Data from Prediction of Recurrence and Survival in Hepatocellular Carcinoma Based on Two Cox Models Mainly Determined by FoxP3<sup>+</sup> Regulatory T Cells

Hepatocellular carcinoma (HCC) is an aggressive disease with poor prognosis and limited methods to predict patient survival. Immune cells infiltrating tumors is known to impact clinical outcome. Here, we investigated the prognostic significance of immune infiltration within the tumor microenvironment in 245 specimens from two independent cohorts by immunohistochemical analyses. A Cox regression model was constructed using a training cohort and validated in an independent cohort. The diagnostic accuracy was evaluated by receiver operating characteristic curve.
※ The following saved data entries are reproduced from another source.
PR #4988, opened 2024-01-08
Extra logging and clues context for folder caches

ashmrtn:
Add extra logging and clues to errors when populating container caches for Exchange. This could help track down some things related to time spent getting data.

---

- [x] :no_entry: No

#### Type of change

- [ ] :sunflower: Feature
- [ ] :bug: Bugfix

#### Test Plan

- [x] :muscle: Manual
- [ ] :zap: Unit test
- [ ] :green_heart: E2E

### DIFF
--- a/src/internal/m365/collection/exchange/contacts_container_cache.go
+++ b/src/internal/m365/collection/exchange/contacts_container_cache.go
@@ -2,6 +2,7 @@ package exchange
 
 import (
 	"context"
+	"time"
 
 	"github.com/alcionai/clues"
 	"github.com/microsoftgraph/msgraph-sdk-go/models"
@@ -94,10 +95,12 @@ func (cfc *contactContainerCache) Populate(
 	baseID string,
 	baseContainerPath ...string,
 ) error {
+	start := time.Now()
+
 	logger.Ctx(ctx).Info("populating container cache")
 
 	if err := cfc.init(ctx, baseID, baseContainerPath); err != nil {
-		return clues.WrapWC(ctx, err, "initializing")
+		return clues.Wrap(err, "initializing")
 	}
 
 	el := errs.Local()
@@ -129,10 +132,12 @@ func (cfc *contactContainerCache) Populate(
 	}
 
 	if err := cfc.populatePaths(ctx, errs); err != nil {
-		return clues.WrapWC(ctx, err, "populating paths")
+		return clues.Wrap(err, "populating paths")
 	}
 
-	logger.Ctx(ctx).Info("done populating container cache")
+	logger.Ctx(ctx).Infow(
+		"done populating container cache",
+		"duration", time.Since(start))
 
 	return el.Failure()
 }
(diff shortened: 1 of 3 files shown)


src/internal/m365/collection/exchange/contacts_container_cache.go
```diff
@@ -104,8 +107,10 @@ func (cfc *contactContainerCache) Populate(
 		cfc.userID,
 		baseID,
 		false)
+	ctx = clues.Add(ctx, "num_enumerated_containers", len(containers))
```
ryanfkeepers, line 110: minor: I'd love to see this go into a `count.Bus`, but I don't know how much investment that would take.  nbd.

src/internal/m365/collection/exchange/contacts_container_cache.go
```diff
@@ -93,8 +94,10 @@ func (cfc *contactContainerCache) Populate(
 	baseID string,
 	baseContainerPath ...string,
 ) error {
+	logger.Ctx(ctx).Info("populating container cache")
+
 	if err := cfc.init(ctx, baseID, baseContainerPath); err != nil {
-		return clues.Wrap(err, "initializing")
+		return clues.WrapWC(ctx, err, "initializing")
```
ryanfkeepers, line 100: `init` (and, below, `enumerateContainers` and `populatePaths`) all take in Ctx.  Do they not attach the context to the error already?

src/internal/m365/collection/exchange/contacts_container_cache.go
```diff
@@ -124,8 +129,10 @@ func (cfc *contactContainerCache) Populate(
 	}
 
 	if err := cfc.populatePaths(ctx, errs); err != nil {
-		return clues.Wrap(err, "populating paths")
+		return clues.WrapWC(ctx, err, "populating paths")
 	}
 
+	logger.Ctx(ctx).Info("done populating container cache")
```
ryanfkeepers, line 135: Suggestion, incase we're looking for runtime heuristics:
```suggestion
        // top of func
        start := time.Now()
        // here
	logger.Ctx(ctx).With("duration", time.Now().Sub(start)).Info("done populating container cache")
```

ryanfkeepers (approved):
approving to unblock.  I think the fooWC() calls might be unnecessary.

src/internal/m365/collection/exchange/contacts_container_cache.go
ashmrtn: I think that is a good goal to have. I think it would be best done in a separate PR though since that's not directly related to this logging and the bus isn't present in the resolver already. Mostly I don't want this PR to snowball into something larger since it should be safe to merge by itself

src/internal/m365/collection/exchange/contacts_container_cache.go
ashmrtn: hmmm seems like they do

The activation, function, and chemotaxis of intratumoral regulatory T cells (Treg) were analyzed using flow cytometry, quantitative PCR, and chemotaxis assay. We identified that the proportion of FoxP3⁺ cells within tumors is negatively associated with patient prognosis, whereas the proportion of interleukin (IL)-17⁺ cell and the number of trypase⁺ cells are positive predictor. The two Cox models, composed of independent predictors in multivariate analysis, provided a high diagnostic accuracy of prognosis for patients with HCC. The proportion of FoxP3⁺ cells showed the most significant predictive power, with the highest Cox score in the two models. Furthermore, we found Tregs from tumor with high FoxP3⁺ proportion were more active and powerful than the counterparts from tumor with low FoxP3⁺ proportion. In conclusion, two Cox models are established that have considerable clinical value in predicting tumor recurrence and survival of patients with HCC, respectively. In the both models, the proportion of Tregs among CD4⁺ T cells plays a central role. Cancer Prev Res; 6(6); 594–602. ©2013 AACR.